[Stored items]
PR #801, opened 2026-02-28
Pass std::function by value in Node::Advertise and Node::Request

Ryujiyasu:
# 🎉 New feature

Closes #203

## Summary

Applies the same approach as #382 (`Subscribe`) to the `Advertise` and `Request` methods, allowing users to pass capturing lambda callbacks directly without wrapping them in a `std::function` variable first.

- Changed `std::function` parameters from pass-by-reference to pass-by-value in `Node::Advertise` (2 overloads) and `Node::Request` (2 overloads)
- Used `std::move` to forward callbacks efficiently, consistent with #382
- Added 3 unit tests that pass capturing lambdas directly to `Advertise` and `Request`

## Test it

```bash
cd build
./bin/UNIT_Node_TEST --gtest_filter="*DirectLambda*"
```

Three new tests verify capturing lambdas work directly:
- `ServiceCallAsyncDirectLambda`
- `ServiceCallWithoutInputAsyncDirectLambda`
- `ServiceCallWithoutOutputAsyncDirectLambda`

## Checklist
- [x] Signed all commits for DCO
- [ ] Added a screen capture or video to the PR description that demonstrates the feature
- [x] Added tests
- [ ] Added example and/or tutorial
- [ ] Updated documentation (as needed)
- [ ] Updated migration guide (as needed)
- [ ] Consider updating Python bindings (if the library has them)
- [ ] `codecheck` passed (See [contributing](https://gazebosim.org/docs/all/contributing#contributing-code))
- [x] All tests passed (See [test coverage](https://gazebosim.org/docs/all/contributing#test-coverage))
- [ ] Updated Bazel files (if adding new files). Created an issue otherwise.
- [ ] While waiting for a review on your PR, please help review [another open pull request](https://github.com/pulls?q=is%3Aopen+is%3Apr+user%3Agazebosim+archived%3Afalse+) to support the maintainers
- [x] Was GenAI used to generate this PR? If so, make sure to add "Generated-by" to your commits. (See [this policy](https://osralliance.org/wp-content/uploads/2025/05/OSRF-Policy-on-the-Use-of-Generative-Tools-Generative-AI-in-Contributions.pdf) for more info.)

Generated-by: Claude Opus 4.6

**Note to maintainers**: Remember to use **Squash-Merge** and edit the commit message to match the pull request summary while retaining `Signed-off-by` and `Generated-by` messages.

PR #828, opened 2026-03-11
Revert #801

caguero:
# 🦟 Bug fix

Unfortunately, this is a rollback of #801.  

PR #801 changed `std::function` parameters from pass-by-reference to pass-by-value in `Node::Advertise` and `Node::Request`.  This causes overload ambiguity when a non-capturing lambda is passed with explicit template arguments: both the function pointer overload and the `std::function` overload become equally viable candidates (each requiring a user-defined conversion), and the compiler cannot choose between them.                                                              
                                                                                                                           
 The issue was found compiling gz-sim:                                                                                  

```
  error: call of overloaded 'Request(...)' is ambiguous
    this->node.Request<msgs::StringMsg, msgs::Boolean>(
        "/world/" + worldName + "/level/set_performer", req,
        [](const msgs::Boolean &, const bool) {});
```

This patch reverts the pass-by-value change from #801 and adds some regression tests with non-capturing lambdas. There's a solution for this problem preserving #801 but I'm not convinced it's worth the extra set of functions needed.

We can go back to it if we can come up with a good solution.

CC/ @Ryujiyasu

## Checklist
- [x] Added tests


src/Node_TEST.cc
```diff
@@ -1674,107 +1674,71 @@ TEST(NodeTest, ServiceCallWithoutOutputAsyncLambda)
...
-  // Capturing lambdas cannot convert to function pointers, so this tests
-  // the std::function pass-by-value overload.
+  // Advertise with a non-capturing lambda and explicit template args.
   EXPECT_TRUE((node.Advertise<msgs::Int32, msgs::Int32>(g_topic,
-    [&advExecuted](const msgs::Int32 &_req, msgs::Int32 &_rep) -> bool
+    [](const msgs::Int32 &_req, msgs::Int32 &_rep) -> bool
     {
-      EXPECT_EQ(_req.data(), data);
       _rep.set_data(_req.data());
-      advExecuted = true;
```
azeey, line 1696: If we remove `advExecuted`, the test would succeed even if the callback was never executed. Should we have one callback that is capturing and one that is not?

azeey (commented):
It's unfortunate that we have to rollback. I was looking forward to using lambdas directly as callbacks instead of going through std::function. The typical way this is done in the STL is to take a template for the type of the callback function (see https://en.cppreference.com/w/cpp/utility/functional/invoke.html)

caguero:
> It's unfortunate that we have to rollback. I was looking forward to using lambdas directly as callbacks instead of going through std::function. The typical way this is done in the STL is to take a template for the type of the callback function (see https://en.cppreference.com/w/cpp/utility/functional/invoke.html)

[This](https://github.com/gazebosim/gz-transport/compare/main...fix-advertise-ambiguity-v2?expand=1) is an alternative solution to revert #801 that solves the overload ambiguity.

@azeey , what do you think?

azeey:
I'd say let's merge the revert to unblock downstream packages and continue the discussion about alternatives on a new PR.

azeey (approved):

azeey:
It would be best if the revert was just a clean revert to keep a clear history.

caguero:
> It would be best if the revert was just a clean revert to keep a clear history.

Done, it's a direct revert of #801, now.

azeey (approved):

azeey:
Please "Rebase and Merge"

PR #831, opened 2026-03-16
Use rotary unversioned packages for CI

j-rivero:
Part of https://github.com/gazebo-tooling/release-tools/issues/1446

### DIFF
--- a/.github/ci/packages.apt
+++ b/.github/ci/packages.apt
@@ -1,8 +1,8 @@
-libgz-cmake-dev
-libgz-math-dev
-libgz-msgs-dev
-libgz-tools-dev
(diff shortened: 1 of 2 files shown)


.github/ci/packages.apt
```diff
@@ -13,5 +13,5 @@ python3-dev
 python3-psutil
 python3-pybind11
 python3-pytest
-python3-gz-msgs12
+gz-rotary-msgs-python
```
azeey, line 16: Is this right? I would have expected `python3-gz-rotary-msgs`

j-rivero:
Deprecated in favor of changes using the rotary aliases

PR #842, opened 2026-04-07
Enable Zenoh shared memory

### LINKED ISSUE #754: Zenoh outstanding tasks
* [x] #760 
* [x] #698 
* [x] #867
* [ ] #868 
* [ ] Enable shared memory.

caguero:
# 🎉 New feature

Closes #754

## Summary

This patch integrates Zenoh shared-memory capabilities into gz-transport.

Some benchmarks:

throughput_pubsub

latency_pubsub

svc_twoway_throughput

svc_twoway_latency

## Test it

You can run the benchmarks with:

```
cd example/benchmark
mkdir build && cd build
make
cd ..
python3 run_benchmark.py -b build/bench --quick
```

## Checklist
- [x] Added tests
- [x] Updated migration guide (as needed)


src/ShmHelpers.hh
```diff
@@ -296,63 +289,58 @@ inline namespace GZ_TRANSPORT_VERSION_NAMESPACE
 
   /// \brief Attempt to allocate a writable SHM chunk from the session's
   /// pool. The threshold is checked before touching the provider.
+  /// \param[in] _shm The SHM state of the session.
   /// \param[in] _size Number of bytes to allocate.
   /// \return The chunk, empty if SHM is disabled or not ready, the message
   /// is below threshold, or allocation fails.
-  inline ShmChunk allocShmChunk(std::size_t _size)
+  inline ShmChunk allocShmChunk(ZenohShm &_shm, std::size_t _size)
```
luca-della-vedova: Since all these functions now need access to a `ZenohShm` object why not just make them member functions of `ZenohShm`?

src/ShmHelpers.hh
```diff
@@ -0,0 +1,389 @@
...
+    private: std::optional<zenoh::ZShmMut> buf;
+  };
+
+  /// \brief Attempt to allocate a writable SHM chunk from the session's
+  /// pool. The threshold is checked before touching the provider.
+  /// \param[in] _shm The SHM state of the session.
+  /// \param[in] _size Number of bytes to allocate.
+  /// \return The chunk, empty if SHM is disabled or not ready, the message
+  /// is below threshold, or allocation fails.
+  inline ShmChunk allocShmChunk(ZenohShm &_shm, std::size_t _size)
```
luca-della-vedova: Should this (and below) just be members of the `ZenohShm` object since they need to take a reference to it?

include/gz/transport/detail/Node.hh
```diff
@@ -171,7 +171,10 @@ namespace gz::transport
 #ifdef HAVE_ZENOH
     else if (impl == "zenoh")
     {
-      subscrHandlerPtr->SetCallback(std::move(_cb),
+      // Just store the callback - no per-handler Zenoh subscriber.
+      // The centralized subscriber in NodeShared handles data dispatch.
+      subscrHandlerPtr->SetCallback(std::move(_cb));
+      subscrHandlerPtr->CreateLivelinessToken(
         this->Shared()->Session(), fullyQualifiedTopic);
```
azeey, line 178: Can this change be reverted? The  `SetCallback` that takes the extra arguments now does the same thing as the two function calls here.
 
https://github.com/gazebosim/gz-transport/blob/31a7a5f855e5a3f54357b5fac85e6053bf66b971/include/gz/transport/SubscriptionHandler.hh#L270-L276

src/Node.cc
```diff
@@ -428,24 +444,47 @@ bool Node::Publisher::Publish(const ProtoMsg &_msg)
 #else
   const std::size_t msgSize = static_cast<std::size_t>(_msg.ByteSize());
 #endif
-  char *msgBuffer = nullptr;
 
-  // Only serialize the message if we have a raw subscriber or a remote
-  // subscriber.
-  if (subscribers.haveRaw || subscribers.haveRemote)
+  // Get the transport implementation once for use throughout.
+  std::string impl = this->dataPtr->shared->GzImplementation();
```
azeey: Can we avoid a string copy here? How about storing a bool `this->dataPtr->shared->GzImplementation() == "zenoh"`

src/Node.cc
```diff
@@ -94,6 +95,21 @@ class Node::PublisherPrivate
       zToken(std::make_unique<zenoh::LivelinessToken>(std::move(_zToken)))
   {
   }
+
+  /// \brief Publish string data via SHM if available, falling back to heap.
+  /// Does not take ownership — avoids an intermediate heap allocation when
+  /// the caller already has the data in a std::string (e.g. PublishRaw).
+  public: void PublishViaShmOrHeap(const std::string &_data,
```
azeey, line 102: I noticed this used in only one place. Wondering if it's worth the refactor.

include/gz/transport/SubscriptionHandler.hh
```diff
@@ -164,11 +165,48 @@ namespace gz::transport
...
+      const std::string &_type)>;
+
+    /// \brief Create a protobuf message from a raw buffer.
+    /// Avoids a string copy compared to CreateMsg when the data already
+    /// lives in a contiguous buffer (e.g. Zenoh SHM). Dispatches to the
+    /// deserializer registered with SetMsgFactory(); when none was
+    /// registered (e.g. a handler compiled against older headers), falls
+    /// back to a string copy + the virtual CreateMsg.
+    /// Deliberately non-virtual: a new virtual function would change the
+    /// vtable layout and break ABI within a major release.
```
azeey, line 182: Do we really need to worry about ABI breaks in main? I'd think we should add the virtual function in main and do this workaround in older versions. Alternatively, we can merge this as is so it can be backported, but create a follow up PR that removes the workaround.

src/ReqHandler.cc
```diff
@@ -153,7 +158,16 @@ namespace gz::transport
     std::string payload;
     this->Serialize(payload);
     if (!payload.empty())
-      getOpts.payload = zenoh::Bytes(payload);
+    {
+      // Use SHM for large request payloads to avoid a serialization copy,
+      // using the shared process pool.
+      if (auto shmBytes = makeShmBytes(
```
azeey, line 164: Since we've already serialized the data on the heap (`payload` above), do we need to go through `makeShmBytes`? Can we not simply use `put`/`get` which will automatically use SHM if the data size exceeds the threshold? A bigger question is is `makeShmBytes` is needed anywhere at all?

src/NodeSharedPrivate.hh
azeey, line 112: I learned that adding `zenoh::try_init_log_from_env();` here can be useful for debugging. You can then run `RUST_LOG=zenoh_shm=trace GZ_TRANSPORT_IMPLEMENTATION=zenoh gz sim camera_sensor.sdf` see trace message from the Zenoh shm submodule. This was an easy way for me to check that SHM is actually being used.

I haven't researched whether we can leave that in the code permannently. This is just a tip for debugging.

src/NodeShared.cc
```diff
@@ -1952,6 +1963,87 @@ std::shared_ptr<zenoh::Session> NodeShared::Session()
...
+    info.SetType(msgType);
+
+    HandlerInfo handlerInfo = this->CheckHandlerInfo(_topic);
+
+    // SHM-optimized receive: dispatch from a contiguous view into the SHM
+    // buffer when available, falling back to a copied string otherwise.
+    withPayloadView(_sample.get_payload(),
+      [&](const char *_data, std::size_t _size)
+      {
+        this->TriggerCallbacks(info, _data, _size, handlerInfo);
```
azeey, line 2004: In a follow up, we should take a look at triggering the callbacks from a separate thread. This relates to https://github.com/gazebosim/gz-transport/issues/955. I believe the Zenoh thread is blocked here while the callbacks are running.

include/gz/transport/detail/Node.hh
caguero: Thanks, reverted in ba07dbca.

src/Node.cc
caguero: Updated in f1c25c4e. The SHM branch itself is gone as of f711a625, so PublishRaw is back to a plain put().

include/gz/transport/SubscriptionHandler.hh
caguero: I'd rather merge this as is so the backport stays clean. I'll open a follow-up PR on main that makes CreateMsgFromBuffer virtual and drops the factory.

src/ReqHandler.cc
caguero: Good point and I measured it. With Zenoh's transport optimization doing the copy, service latency stays within a few percent up to 2 MB, so the explicit copy isn't worth it. `makeShmBytes` removed in f711a625. I'd preserve the direct-to-SHM serialization in Publish(). This is a measurable win (~20% at 1-2 MB).

src/NodeSharedPrivate.hh
caguero: Thanks for the tip. Added `zenoh::try_init_log_from_env() `before opening the session and documented RUST_LOG in the env var tutorial in 916dadc4. It's a no-op unless RUST_LOG is set, so it can stay.

src/NodeShared.cc
caguero: Agreed, we should tackle it as part of #955.

azeey (approved):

[About this exercise] Filter the entries down to the lines holding the string "lambdas". Copy each of those lines.

[Result of the exercise]
- Added 3 unit tests that pass capturing lambdas directly to `Advertise` and `Request`
Three new tests verify capturing lambdas work directly:
This patch reverts the pass-by-value change from #801 and adds some regression tests with non-capturing lambdas. There's a solution for this problem preserving #801 but I'm not convinced it's worth the extra set of functions needed.
-  // Capturing lambdas cannot convert to function pointers, so this tests
It's unfortunate that we have to rollback. I was looking forward to using lambdas directly as callbacks instead of going through std::function. The typical way this is done in the STL is to take a template for the type of the callback function (see https://en.cppreference.com/w/cpp/utility/functional/invoke.html)
> It's unfortunate that we have to rollback. I was looking forward to using lambdas directly as callbacks instead of going through std::function. The typical way this is done in the STL is to take a template for the type of the callback function (see https://en.cppreference.com/w/cpp/utility/functional/invoke.html)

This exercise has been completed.